ODYSSEYS marks the centenary of James Joyce’s modernist masterpiece Ulysses, which was published in Paris on 2 February 1922. The exhibition offers an exploration of journeys through art, from Ancient Greece to 1920s Samoa, with a special focus on Joyce’s own often overlooked relationship with Cork. Ulysses holds many parallels with Homer’s Odyssey, turning the hero of the latter’s epic voyage home into Leopold Bloom’s day-long journey across Dublin. Joyce would himself depart Ireland to live in Trieste, Pola, Rome, Zürich, London, and Paris.

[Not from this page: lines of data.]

PR #795, opened 2026-07-25
fix(website): correct doc snippets that show APIs Foldkit does not have

artile:
Some documentation snippets use names without showing where they come from.

Show the pixel-art examples' dependencies and qualify their Message constructors.

Point elided app imports at sibling modules and import Option where it is used.


devinjameson:
Ported the remaining snippet corrections onto current main while preserving the original contributor commit. Six superseded edits now resolve to main; the effective diff is seven files.

Verification: the full pre-push suite passed, including formatting, lint, dead-code checks, builds, package typechecks and tests, and 8 website E2E smoke tests. An independent review found no issues.

PR #816, opened 2026-07-25
fix(website): correct per-page metadata, UI API prerender, and stale docs

devinjameson:
Batch of small, independently verified defects across the site.

Per-page meta tags were silently discarded. The head rewrites in
og-image.ts matched attributes and their `content` on one line, but
Prettier formats six of those tags across multiple lines, so the
regexes never matched and `String.replace` returned the input
unchanged with no error. All pages shipped the shell's single
description and OG title. The rewrites now tolerate the line break and
throw when a pattern matches nothing, so a future reformat fails the
build instead of shipping silently. Verified across a full prerender:
173 unique descriptions where there was previously one.

The @foldkit/ui API reference was missing from prerender entirely.
prerender.ts read only api.json, while vite.config.ts merges api.json
and api-ui.json for the client, so no `ui-*` route was ever emitted.
The 28 UI module pages were absent from the sitemap, the Pagefind
index, and per-page metadata. Both projects are now merged the same
way the client merges them. Pagefind goes from 144 to 172 indexed
pages.

Every page fired an unauthenticated call to the GitHub repository API
on load. The star count is already baked in at build time, so the
refresh bought a slightly fresher number in exchange for a red console
error once the 60-per-hour unauthenticated limit was spent. The
client-side fetch is removed along with its Messages. Nothing fetches
the count at runtime now, so it is no longer remote data: the Model
holds an `Option` of the count rather than `AsyncData`, whose `Loading`
and `Failure` states had both become unreachable. An absent count omits
the badge instead of pulsing a placeholder forever.

`bullets` wraps every item in an `h.li` and `bulletPoint` already
returned one, so pages using the pair rendered nested list items.
`bulletPoint` now returns inline content and leaves the wrapping to
`bullets`.

The Subscriptions page defined a `subscriptions` value but never
showed it reaching `makeApplication`. The field is optional, so
following the page literally produces no type error and no warning:
the streams never start and the counter simply never ticks. The page
now shows the wiring and says an unwired value is inert. Init & Flags
had the same gap for `Flags` and `flags`, where it surfaces as a type
error that names no fix.

The routing page named a `browser` config key that does not exist; the
field is `routing`. Copying that prose into an app failed to compile,
and it was the only prose explaining the two handlers.

The SSG section of the SSR page described a hydration handoff that
does not happen today: the prerendered subtree is replaced, not
adopted. The roadmap section further down is about per-request
rendering and is left as written. Also corrected the prerender script
line count and the claim that it visits every route, since playground
routes are deliberately excluded.

## Summary by CodeRabbit

- **New Features**
  - Expanded prerendering to include additional API documentation data for generated routes and outputs.
  - Added runnable snippet exports for counter entries with flags and subscriptions (raw + highlighted).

Closer to home and connecting with his earlier novel, A Portrait of the Artist as a Young Man (1916), this exhibition traces Joyce’s semi-autobiographical experiences in Cork – his father’s native city – through the fictional character of Stephen Dedalus. A chapter from the new documentary, James Joyce: Framed in Cork (dir. Marcella O'Connor), accompanies works from the collection by artists Louis le Brocquy, Mahrea Cramer Lehman, Harry Aaron Kernoff, Norah McGuinness, among others.
ODYSSEYS also embraces the wider sense of journeys in art, from the mythic to the everyday, and from leisurely travel to necessary migration. In what ways do journeys shape our identities, express our desires, and define our existences?

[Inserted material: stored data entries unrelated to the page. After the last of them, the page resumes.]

PR #824, opened 2026-07-26
feat(devtools-mcp): add a batch form of foldkit_dispatch_message

### LINKED ISSUE #603: Add a batch form of foldkit_dispatch_message to the DevTools MCP server

devinjameson:
Add foldkit_dispatch_messages, which dispatches an ordered list of
Messages in one tool call. Agent flows that stage app state (bug
repro, form fills, history fixtures) previously paid one agent round
trip per Message.

The batch travels over a new RequestDispatchMessages relay op. The
runtime bridge decodes every payload against the configured Message
Schema before dispatching any of them, so one invalid entry rejects
the whole batch with an error naming its zero-based position and
nothing is dispatched. Decoded Messages dispatch in array order
through the same path as single dispatch, and ResponseDispatchedBatch
reports the predicted history index per Message from one state
snapshot, mirroring acceptedAtIndex.

MAX_DISPATCH_BATCH_SIZE caps a batch at the DevTools store's default
history size, so a batch cannot evict its own earliest entries before
the caller reads them back. The protocol owns the constant and the
bridge rejects an oversized batch outright, so the bound holds for any
client of the op; the MCP tool's input schema rejects the same batch
one layer earlier.

The prediction formula is extracted as nextEntryIndex in the store,
shared by recordMessage and both dispatch handlers, so predictions are
computed from the same expression that assigns entry indices. The
ResponseDispatched docs now spell out what can move an entry off its
predicted index: a Message the app produces between the snapshot and
the dispatch, an excludeFromHistory Message that drives update but
records nothing, and a crashed or disposed runtime that drops the
Message outright.

Export dispatchRequest from the bridge and cover single and batch
dispatch semantics in webSocketBridge.test.ts. The test harness wires
dispatch to recordMessage the way the runtime does, so each case reads
back what landed at the returned index rather than re-deriving the
arithmetic, and covers ordering, batch atomicity, an evicted history
with a non-zero startIndex, an oversized batch, the empty batch, and
the missing-Schema rejection. Document the tool in the devtools-mcp
README and the website MCP page.

Rebased from #605 onto current `main`. The rebase was not mechanical:
`main` has since made Message dispatch synchronous
(`perf(foldkit): run the dispatch and render hot path as plain
JavaScript`) and deliberately dropped queue language from the DevTools
MCP surface, so the batch code and docs were reworded to match, and a
`// NOTE:` describing racing queue offers was removed.

Fixes #603.

## Summary by CodeRabbit

* **New Features**
  * Added batch Message dispatch through the `foldkit_dispatch_messages` DevTools tool.
  * Supports ordered batches of 1–100 Messages with per-message predicted history indices.
  * Validates the entire batch before dispatching; invalid batches are rejected without partial changes.

* **Documentation**
  * Updated MCP quick-start guidance and tool references with batch dispatch details.


devinjameson:
Addressed all five review comments plus the outside-diff one, amended into the single commit.

- **`CounterModel` from Schema + `Match.withReturnType`** — done. `CounterModel` is now `Schema.Struct({ count: Schema.Number })` with the type derived from it, and `Match.withReturnType<CounterModel>()` is first in the `update` chain.
- **Private-helper TSDoc** — removed.
- **Narrow the test boundary once** — done, but not via a cast. The harness decodes `message` once with `Schema.decodeUnknownSync(CounterMessage)` and passes that typed value to both `update` and `store.recordMessage`. Both `as` casts and both eslint suppressions are gone.
- **Assert no history entry is created** — added `recordedTags()` assertions to the empty-batch and missing-Schema cases.
- **Website tool table** — the AI/MCP page moved to markdown on `main` while this branch was open, so the row now lives in `packages/website/src/page/aiMcp.md`. It carries the zero-based position and the predicted-index reporting, matching the README row and the tool description.

**Runtime-level batch bound (outside-diff):** agreed, and taken a step further than the suggested guard. Duplicating the literal in the bridge would have left two definitions of the limit, so `MAX_DISPATCH_BATCH_SIZE` now lives in `protocol.ts` and is exported from the public barrel. The bridge rejects an oversized batch with `ResponseError` before decoding anything, which covers any client of the op rather than just the current MCP tool, and `tools.ts` imports the same constant for its input-schema check and its descriptions. Covered by a new test.

Verified: `pnpm check` and the full suite green (foldkit 1628 passed, 8 in `webSocketBridge.test.ts`), plus format, lint, dead-code, circular-deps, and the changeset checks.

---

devinjameson:
@coderabbitai review

The incremental review of `7ff6969` hit the rate limit, so this is a request for a full pass over the final commit to confirm the five earlier comments are settled.

---

devinjameson:
@coderabbit review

Brian Maguire, 'Arizona 3' (2020) and Isabel Nolan, 'Electrons don't have scars.' (2020) are both in the collection of Crawford Art Gallery, Cork.
ODYSSEYS features artworks by James Barry, Alfred Bendiner, Henry Bishop, Alicia Boyle, John Carr, Patrick Collins, Aoife Desmond, Rita Duffy, Agnes Frost, Robert Gibbings, John Gilbert, Beatrice E. Gubbins, Derek Hill, Seán Keating, Raymond Kelleher, Harry Aaron Kernoff, Louis le Brocquy, William John Leech, Mahrea Cramer Lehman, Daniel Maclise, Brian Maguire, Alice Maher, Yvonne Mariotte, Norah McGuinness, Cormac Moore, Walter A. Mulligan, Peter Nash, Isabel Nolan, Padraig O'Conchubhair, Roderic O'Conor, Robert Lowe Stopford, Mary Swanzy, John Verling.